Melihat itu, aku segera mengendalikan Kuda Angin Hitam untuk maju, mengangkat tamengku menghadapi pedang monster.

"Clang!" Tamengku meninggalkan goresan tipis, dan angka damage seratusan muncul di atas kepalaku.

Ksatria Naga Rembulan bertanya, "Kak Dragon Lake juga membagi poin ke tiga kekuatan dua stamina, ya? Pertahanannya kok kuat sekali?"

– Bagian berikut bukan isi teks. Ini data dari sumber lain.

Issue #2895, opened 2016-06-07
App processes running old release after a successful update of environment variable


tjboring:
Experienced this issue tonight:
- Updated one environment variable in an app running on our Flynn cluster
- Flynn created a new release (I didn't check to see if the app was running the release, though)
- Updated a second environment variable in the same app
- We noticed that the change didn't have the effect we were expecting
- Tried restarting processes by scaling down then up
- Effect of the previous step was that instead of 4 processes (2 web, 2 workers), we now had 8 (4 web, 4 workers)
- Thinking it was an issue with the version, I pushed the latest from git repo to the cluster (i.e. > git push $remote $branch:master)
- Checked the output of `flynn -a $appname ps` and noticed the processes were not running the release that i just pushed, but one from 2 hours prior

I have debug logs to share; ping me on IRC.

lmars:
@tjboring please email the logs to me lewis@flynn.io (feel free to encrypt them with [my PGP key](https://keybase.io/lmars/key.asc)).

lmars:
@tjboring I have been unable to identify the issue here.

I have updated the debug logs so that they contain the scheduler leader's in-memory state (#2998), but you will need to be running on a cluster which has that change (it will most likely be in nightly tonight, but not in stable just yet).

In the mean time, please collect more debug logs as this continues to happen (preferably just after a deployment, and from each host in the cluster) as they may provide more insight.

tjboring:
@lmars thanks, lewis! i just upgraded to the latest stable today, but i'll keep an eye and grab debug logs as necessary.

tjboring:
So, this happened about in the last 24 hours. Here's what I know:

1. ~16h ago, we had a deploy from CircleCI, which was successful
1. In the last hour, I had a dev ask why his code wasn't running in the environment
1. checking the output of `flynn -a $app ps` i could see workers that were running a release from ~19h before

To resolve this issue, I did the following:

1. `flynn -a $app scale -r $release_id web=0 clock=0 worker=0
1. verified no processes running
1. `flynn -a $app scale web=N clock=N worker=N

I've collected the controller logs and emailed them as attachments.

lmars:
Looking at the logs from the latest incident, here is what happened:

* A deploy began at `2016-08-10T18:29:24` which determined that the old release scale was `worker:2 clock:1 web:2` but actual jobs running was `worker:1 clock:1 web:2` (i.e. a missing `worker` job)
[...]

PR #2998, opened 2016-06-27
scheduler: Add HTTP endpoint to dump internal state

lmars:
This will help debug issues like #2895.


lmars:
I realised that this sends the internal state to the HTTP client in the main scheduler loop so could block more important work that needs doing. I'm going to change this.

lmars:
Updated to copy the internal state inside the main loop and return to the HTTP handler to send on to the client, please review.

titanous:
LGTM

PR #3007, opened 2016-06-28
controller: Delete releases when deleting apps

### LINKED ISSUE #2900: Artifacts are not deleted when apps are deleted.
When an app is deleted slugs and repo caches are still retained in the blobstore. These should be deleted in order to reclaim space.

lmars:
Fixes #2900.


titanous:
LGTM

Issue #2559, opened 2016-03-12
controller doesn't stop serving HTTP requests during shutdown


titanous:
This results in requests failing because the database pool is closed but requests are still being served: https://gist.github.com/titanous/87c2b161fa0258b6736b

We should stop handling HTTP requests gracefully, finishing existing ones and stopping any streams while not accepting new requests.

PR #3014, opened 2016-06-28
controller: Shutdown fixes

lmars:
A bunch of fixes which make controller shutdown cleaner and also quicker (it currently takes 10s before being forcibly killed, increasing the time of all controller deployments in CI).


titanous:
Does this fully close #2559?

lmars:
@titanous I wasn't aware of #2559 but yes, closing the database pool waits for each checked out connection to be returned before closing, so in-flight requests will be completed before the pool closes, and the change here will make sure no new requests try to use the closed pool.

josephglanville:
LGTM

PR #3016, opened 2016-06-29
cli: Follow redirects when downloading slugs

### LINKED ISSUE #3012: Exporting an application fails with the S3 blobstore backend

Aku tersenyum tanpa menjawab, lalu menggoyangkan Tombak Darah Varg di tangan, "Plak-plak!" Dua tembakan es mengenai monster, tubuh undead bergetar, dan dua angka damage besar muncul.

"1878!"

"2535!"

Dua serangan berturut-turut menghabisi lebih dari 4000 HP monster, padahal HP Penjaga Batu Mati hanya sekitar 12000. Dalam satu serangan, HP-nya langsung berkurang sepertiga lebih.

Ksatria Naga Rembulan dan lainnya terkejut, "Seranganmu kok tinggi sekali, ini masih ksatria?"

Lin Zhiran menjelaskan, "Sebenarnya, Chen Hui sampai sekarang belum menambah stamina sama sekali, pertahanannya murni dari perlengkapan dan tunggangan."

Sambil bicara, sosok cantiknya melayang ke samping monster, pedang bersinar es menari, serangan dua kali menghabisi lebih dari 3000 HP monster. Setelah aku memakai tunggangan, serangan Lin Zhiran memang kalah dariku.

Lin Zhiran mengerutkan kening, "Aduh, setelah pakai tunggangan, seranganku kalah dari dia."

Rembulan Pengembara, Mu Yaxin, dan beberapa mage jarak jauh melemparkan serangan, Ksatria Naga Rembulan serta beberapa warrior dari studio Rembulan juga maju, bersama kami menghabisi monster pertama.

Karena terlalu banyak yang membagi pengalaman, setelah berhasil membunuh satu monster, experience bar milikku tak berubah sama sekali. Tapi Mu Yaxin berdecak kagum, "Exp-nya tinggi sekali, experience bar-ku sampai bergerak."

Ternyata setelah level 30, exp yang dibutuhkan untuk naik level sangat besar, jadi experience bar sulit terlihat bergerak.

Lin Zhiran membungkuk mengambil koin monster, lalu berkata, "Kita terlalu banyak orang, kalau membunuh monster satu per satu tak akan efektif, lebih baik segera cari tempat yang cocok untuk farming massal."